- **PROBLEM TO WORK ON**: Using the records below, repeat exactly the lines from the one holding "### Steps to Reproduce" through the one holding "total | 306µs", both ends included, and no others.

====== EXERCISE MATERIAL ======

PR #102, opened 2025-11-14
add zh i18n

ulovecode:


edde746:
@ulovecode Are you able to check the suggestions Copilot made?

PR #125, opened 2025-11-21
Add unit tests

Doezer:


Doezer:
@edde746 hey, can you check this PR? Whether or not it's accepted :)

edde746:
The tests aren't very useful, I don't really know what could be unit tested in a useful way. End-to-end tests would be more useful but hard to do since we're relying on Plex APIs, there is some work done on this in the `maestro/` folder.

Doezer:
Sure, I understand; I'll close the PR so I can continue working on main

======
====== EXERCISE MATERIAL ======

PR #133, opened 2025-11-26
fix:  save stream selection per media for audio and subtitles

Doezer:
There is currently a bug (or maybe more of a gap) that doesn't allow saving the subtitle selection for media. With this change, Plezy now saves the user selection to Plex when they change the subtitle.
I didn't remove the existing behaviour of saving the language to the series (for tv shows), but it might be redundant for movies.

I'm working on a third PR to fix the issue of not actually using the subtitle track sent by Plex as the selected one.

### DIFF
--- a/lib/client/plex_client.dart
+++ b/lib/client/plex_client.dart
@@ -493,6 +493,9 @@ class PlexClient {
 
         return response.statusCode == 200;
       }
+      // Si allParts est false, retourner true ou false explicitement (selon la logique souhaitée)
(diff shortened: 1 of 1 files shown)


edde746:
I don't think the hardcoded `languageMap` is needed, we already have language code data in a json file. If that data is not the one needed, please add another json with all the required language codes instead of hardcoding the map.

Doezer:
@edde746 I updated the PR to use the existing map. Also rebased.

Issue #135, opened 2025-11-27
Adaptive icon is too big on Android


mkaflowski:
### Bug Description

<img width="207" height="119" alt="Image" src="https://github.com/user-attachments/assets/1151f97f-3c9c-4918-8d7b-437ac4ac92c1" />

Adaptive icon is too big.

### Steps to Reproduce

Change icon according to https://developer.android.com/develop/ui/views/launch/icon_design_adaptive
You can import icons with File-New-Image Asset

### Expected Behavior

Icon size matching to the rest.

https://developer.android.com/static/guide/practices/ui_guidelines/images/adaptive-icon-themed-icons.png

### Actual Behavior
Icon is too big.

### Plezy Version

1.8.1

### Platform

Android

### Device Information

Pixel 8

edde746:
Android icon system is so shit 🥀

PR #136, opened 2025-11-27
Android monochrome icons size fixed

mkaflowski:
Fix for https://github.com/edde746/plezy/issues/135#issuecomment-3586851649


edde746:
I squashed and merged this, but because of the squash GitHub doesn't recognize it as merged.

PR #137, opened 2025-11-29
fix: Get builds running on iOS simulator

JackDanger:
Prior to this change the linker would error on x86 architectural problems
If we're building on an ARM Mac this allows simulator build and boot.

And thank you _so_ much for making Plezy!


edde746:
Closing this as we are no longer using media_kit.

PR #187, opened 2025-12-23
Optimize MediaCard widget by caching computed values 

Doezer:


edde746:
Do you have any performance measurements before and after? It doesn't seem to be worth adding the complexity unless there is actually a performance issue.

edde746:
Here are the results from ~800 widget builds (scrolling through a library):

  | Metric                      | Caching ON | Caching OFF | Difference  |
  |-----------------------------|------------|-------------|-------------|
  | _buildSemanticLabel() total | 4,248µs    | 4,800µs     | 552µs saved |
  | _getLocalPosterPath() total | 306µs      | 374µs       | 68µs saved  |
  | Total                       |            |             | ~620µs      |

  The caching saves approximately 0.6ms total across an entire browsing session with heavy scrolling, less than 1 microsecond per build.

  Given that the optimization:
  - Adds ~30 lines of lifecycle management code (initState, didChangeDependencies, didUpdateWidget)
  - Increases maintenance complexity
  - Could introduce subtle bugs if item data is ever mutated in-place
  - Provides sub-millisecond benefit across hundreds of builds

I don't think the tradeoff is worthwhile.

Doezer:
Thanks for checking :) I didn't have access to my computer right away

======

- **SOLUTION TO THE EXERCISE**:
### Steps to Reproduce

Change icon according to https://developer.android.com/develop/ui/views/launch/icon_design_adaptive
You can import icons with File-New-Image Asset

### Expected Behavior

Icon size matching to the rest.

https://developer.android.com/static/guide/practices/ui_guidelines/images/adaptive-icon-themed-icons.png

### Actual Behavior
Icon is too big.

### Plezy Version

1.8.1

### Platform

Android

### Device Information

Pixel 8

edde746:
Android icon system is so shit 🥀

PR #136, opened 2025-11-27
Android monochrome icons size fixed

mkaflowski:
Fix for https://github.com/edde746/plezy/issues/135#issuecomment-3586851649


edde746:
I squashed and merged this, but because of the squash GitHub doesn't recognize it as merged.

PR #137, opened 2025-11-29
fix: Get builds running on iOS simulator

JackDanger:
Prior to this change the linker would error on x86 architectural problems
If we're building on an ARM Mac this allows simulator build and boot.

And thank you _so_ much for making Plezy!


edde746:
Closing this as we are no longer using media_kit.

PR #187, opened 2025-12-23
Optimize MediaCard widget by caching computed values 

Doezer:


edde746:
Do you have any performance measurements before and after? It doesn't seem to be worth adding the complexity unless there is actually a performance issue.

edde746:
Here are the results from ~800 widget builds (scrolling through a library):

  | Metric                      | Caching ON | Caching OFF | Difference  |
  |-----------------------------|------------|-------------|-------------|
  | _buildSemanticLabel() total | 4,248µs    | 4,800µs     | 552µs saved |
  | _getLocalPosterPath() total | 306µs      | 374µs       | 68µs saved  |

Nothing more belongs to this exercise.